The taxable amount is the amount in respect of a taxable transaction on which VAT is chargeable (usually, the price of the goods or services). 
In the simplest situation, if A sells goods over the counter to B for EUR 50, then the taxable amount is EUR 50, on which A must charge B VAT at the appropriate rate, and B pays A EUR 50 plus the VAT.
In order to cover more complicated transactions and circumstances, the VAT Directive contains a set of provisions defining and clarifying what constitutes the taxable amount.

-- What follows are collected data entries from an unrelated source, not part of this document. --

PR #5320, opened 2024-10-10
EES-5559 Fix filters and indicators not re-using public IDs for new versions

ntsim:
This PR fixes filters and indicators not re-using the public IDs of existing filters / indicators  when preparing new API data set versions. This was due to the `ImportMetadataFunction` code only really handling public ID mappings for filter options and location options.

As the public IDs were not being re-used, this was leading to the changelog reporting that _all_ filters and indicators were being deleted and re-added. By re-using the public IDs correctly, we now no longer see this.

We've importantly added a lot more tests for `ImportaMetadataFunction`, however, we still need to cover the other meta types more comprehensively. In the interest of time, this will be handled in a subsequent ticket - EES-5560.

## Relevant change

- Added `CloneExtensions` for shallow / deep clone extension methods. This uses [ObjectCloner](https://github.com/marcelltoth/ObjectCloner) internally.

### DIFF
--- a/src/GovUk.Education.ExploreEducationStatistics.Common/Extensions/CloneExtensions.cs
+++ b/src/GovUk.Education.ExploreEducationStatistics.Common/Extensions/CloneExtensions.cs
@@ -1,0 +1,15 @@
+#nullable enable
+namespace GovUk.Education.ExploreEducationStatistics.Common.Extensions;
+
+public static class CloneExtensions
+{
+    public static T ShallowClone<T>(this T obj)
+    {
+        return ObjectCloner.ObjectCloner.ShallowClone(obj);
+    }
+
+    public static T DeepClone<T>(this T obj)
+    {
+        return ObjectCloner.ObjectCloner.DeepClone(obj);
+    }
+}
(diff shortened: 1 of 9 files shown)


src/GovUk.Education.ExploreEducationStatistics.Public.Data.Processor/Repository/FilterMetaRepository.cs
```diff
@@ -53,17 +54,18 @@ public async Task CreateFilterMetas(
         IReadOnlySet<string> allowedColumns,
         CancellationToken cancellationToken = default)
     {
+        var publicIdMappings = await CreatePublicIdMappings(dataSetVersion, cancellationToken);
```
duncan-at-hiveit, line 57: Aha cool.  I see the original problem now - shame we didn't include mapping filters and indicators in MVP cos we would have spotted this by now otherwise!

duncan-at-hiveit (approved):

src/GovUk.Education.ExploreEducationStatistics.Common/Extensions/CloneExtensions.cs
```diff
@@ -0,0 +1,16 @@
+
```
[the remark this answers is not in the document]
ntsim: As discussed in Slack - gonna leave this in for now in case we need it elsewhere

src/GovUk.Education.ExploreEducationStatistics.Public.Data.Processor/Repository/FilterMetaRepository.cs
ntsim: Yep indeed! A bit of a blind spot unfortunately. Will hopefully be sorting more of the tests out in a follow up ticket as well!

It distinguishes between three different kinds of transaction:

  • Supply of goods or services

  • Importation of goods

  • Intra-EU acquisition of goods

Supply of goods or services

 The basic rule

The taxable amount in case of supply of goods and services shall include 
everything which constitutes consideration:

  • obtained or to be obtained by the supplier in return for the supply
  • from the customer or a third party, including subsidies directly linked to the price of the supply.

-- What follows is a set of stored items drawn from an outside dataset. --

PR #5327, opened 2024-10-10
EES-XXXX - amending run_tests.py to detect failed suites from output.xml

duncan-at-hiveit:
image

During some battles with text selector changes, I broke the Robot code a few times but noticed that misconfigured keywords and errors within our own keyword code didn't cause our tests to fail fast (nothing new, as the `run_on_failure` that we use to trigger failures only kicks in within SeleniumLibrary's own keywords as has always been the case). This would mean that some suites ultimately failed but didn't get recorded by our fail-fast mechanism.

They were however captured in output.xml and so I changed the code up to use this as the ultimate source of truth instead, should we accidentally introduce keyword changes that break them but don't get caught by our fail-fast mechanism.

Ultimately to fix the fail-fast issue we could do with setting `run_on_failure=None` to prevent Selenium-only keywords failing suites fast, and instead in each test suite specify `Test Teardown    Run Keyword On Test Failure    Record failing suite` - the only issue here being that it doesn't catch failures in `Suite Setup`, so we'd need another mechanism for that, potentially with listeners.

## Additional console logging details

There is now a direct link to the last run attempt's report `log.html` as well as the merged report, meaning you can jump to the final run's failures without all the noise of the full test suite results.

```
2024-10-10 14:20:40,753: *************************************
2024-10-10 14:20:40,753: FINAL REPORT
2024-10-10 14:20:40,753: Log available at: file:///home/dwatson/development/projects/dfe/explore-education-statistics/tests/robot-tests/test-results/log.html
2024-10-10 14:20:40,753: Report available at: file:///home/dwatson/development/projects/dfe/explore-education-statistics/tests/robot-tests/test-results/report.html
2024-10-10 14:20:40,753: *************************************

2024-10-10 14:20:40,753: *************************************
2024-10-10 14:20:40,753: LAST RUN ATTEMPT REPORT
2024-10-10 14:20:40,753: Log available at: file:///home/dwatson/development/projects/dfe/explore-education-statistics/tests/robot-tests/test-results/run-1/log.html
2024-10-10 14:20:40,753: Report available at: file:///home/dwatson/development/projects/dfe/explore-education-statistics/tests/robot-tests/test-results/run-1/report.html
2024-10-10 14:20:40,753: *************************************

2024-10-10 14:20:40,753: Number of test run attempts: 1
2024-10-10 14:20:40,753: 
All tests passed!
```

### DIFF
--- a/tests/robot-tests/reports.py
+++ b/tests/robot-tests/reports.py
@@ -1,7 +1,7 @@
-import os
 import glob
+import os
 import shutil
-import time
+
 from bs4 import BeautifulSoup
 from robot import rebot_cli as robot_rebot_cli
 from tests.libs.logger import get_logger
@@ -13,21 +13,19 @@ logger = get_logger(__name__)
 
 # Merge multiple Robot test reports and assets together into the main test results folder.
 def merge_robot_reports(first_run_attempt_number: int, number_of_test_runs: int):
-
-    first_run_folder=f"{main_results_folder}{os.sep}run-{first_run_attempt_number}"
+    first_run_folder = f"{main_results_folder}{os.sep}run-{first_run_attempt_number}"
 
     logger.info(f"Merging test run {first_run_attempt_number} results into full results")
-        
+
     for file in os.listdir(first_run_folder):
         _copy_to_destination_folder(first_run_folder, file, main_results_folder)
 
     for test_run in range(first_run_attempt_number + 1, number_of_test_runs + 1):
-        
         logger.info(f"Merging test run {test_run} results into full results")
-        
+
         test_run_foldername = f"{main_results_folder}{os.sep}run-{test_run}"
         _merge_test_reports(test_run_foldername)
-        
+
         for file in glob.glob(rf"{test_run_foldername}{os.sep}*screenshot*"):
             _copy_to_destination_folder(test_run_foldername, file.split(os.sep)[-1], main_results_folder)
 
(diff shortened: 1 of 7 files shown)


tests/robot-tests/reports.py
```diff
@@ -79,36 +105,48 @@ def _merge_test_reports(test_results_folder):
...
+    suite_results = report.find("statistics").find("suite").find_all("stat")
+    failing_suite_results = [suite_result for suite_result in suite_results if int(suite_result.get("fail")) > 0]
+    suite_ids = [failing_suite.get("id") for failing_suite in failing_suite_results]
+    leaf_suite_ids = []
+    for suite_id in suite_ids:
+        other_suite_ids_containing_suite_id = [
+            other_suite_id for other_suite_id in suite_ids if other_suite_id != suite_id and suite_id in other_suite_id
+        ]
+        if len(other_suite_ids_containing_suite_id) == 0:
+            leaf_suite_ids += [suite_id]
```
mmyoungman, line 143: Is this to remove duplicates from `suite_ids`? I think you could do `suite_ids_no_dups = list(set(suite_ids))`

tests/robot-tests/reports.py
```diff
@@ -79,36 +105,48 @@ def _merge_test_reports(test_results_folder):
...
-    passing_suite_results = [suite_result for suite_result in suite_results if int(suite_result.get('fail')) == 0]
-    return [passing_suite.get('id') for passing_suite in passing_suite_results]
+
+def _get_passing_suite_ids_from_report(report: BeautifulSoup) -> []:
+    suite_results = report.find("statistics").find("suite").find_all("stat")
+    passing_suite_results = [suite_result for suite_result in suite_results if int(suite_result.get("fail")) == 0]
+    return [passing_suite.get("id") for passing_suite in passing_suite_results]
+
+
+def _get_failing_leaf_suite_ids_from_report(report: BeautifulSoup) -> []:
```
mmyoungman, line 133: I'm not sure what you mean by `leaf` here

mmyoungman (approved):

tests/robot-tests/tests/libs/fail_fast.py
```diff
@@ -93,8 +94,8 @@ def _prompt_to_continue():
     logger.warn("Continue? (Y/n)")
     choice = input()
     if choice.lower().startswith("n"):
-        raise_assertion_error("Tests stopped!")
-        
+        _raise_assertion_error("Tests stopped!")
+
 
 def _raise_assertion_error(err_msg):
```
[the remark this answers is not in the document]
duncan-at-hiveit: Oh no, it still is:

```
def _raise_assertion_error(err_msg):
    sl().failure_occurred()
    raise AssertionError(err_msg)
```

This is different code than the skipping of tests :)

tests/robot-tests/reports.py
duncan-at-hiveit: This is to remove non-leaf suites.  The error report xml includes stats reporting at multiple levels, so if you have:

Admin:Admin And Public:Some Leaf Suite Here

duncan-at-hiveit: Given it wasn't very obvious, I've added a comment to this effect in the code.

tests/robot-tests/reports.py
duncan-at-hiveit: See above :)

tests/robot-tests/tests/libs/fail_fast.py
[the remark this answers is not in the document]
mmyoungman: My bad - I didn't see the 3rd line...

(Article 73 of VAT Directive)
Thus, if a plumber charges a customer a fee for servicing a washing machine plus the cost of travel to the customer’s premises, the taxable amount includes, along with the fee for the service, the recharge of travel costs.

What must be included and what not included in the taxable amount?

Included in the taxable amount

Not included in the taxable amount

  • Taxes, duties, levies and charges, excluding the VAT itself ;
  • incidental expenses, such as commissions, packing, transport and insurance costs that the supplier recharges to the customer;
  • subsidies directly linked to the price of the supply.
  • Price reductions by way of discount for early payment;
  • price discounts and rebates granted to the customer and obtained by him at the time of the supply; or
  • amounts received by a taxable person from the customer, as repayment of expenditure incurred in the name and on behalf of the customer, and entered in his books in a suspense account.

(Article 73, 78, 79 VAT Directive)

 

Currency considerations

If a foreign currency is used in the documents required for calculation of the taxable amount, the exchange rate will be the latest recorded selling rate at the time the VAT becomes due on that EU country’s most representative exchange market(s). EU countries may also use a rate determined by reference to that market (s).
Businesses may use instead the European Central Bank’s latest published exchange rate (using euro exchange rate for conversion between currencies other than euro). EU countries may require notifying them about using this option.
For certain categories of transactions or certain categories of taxable persons EU countries may decide to use the exchange rate based on EU customs rules for calculation of the customs value.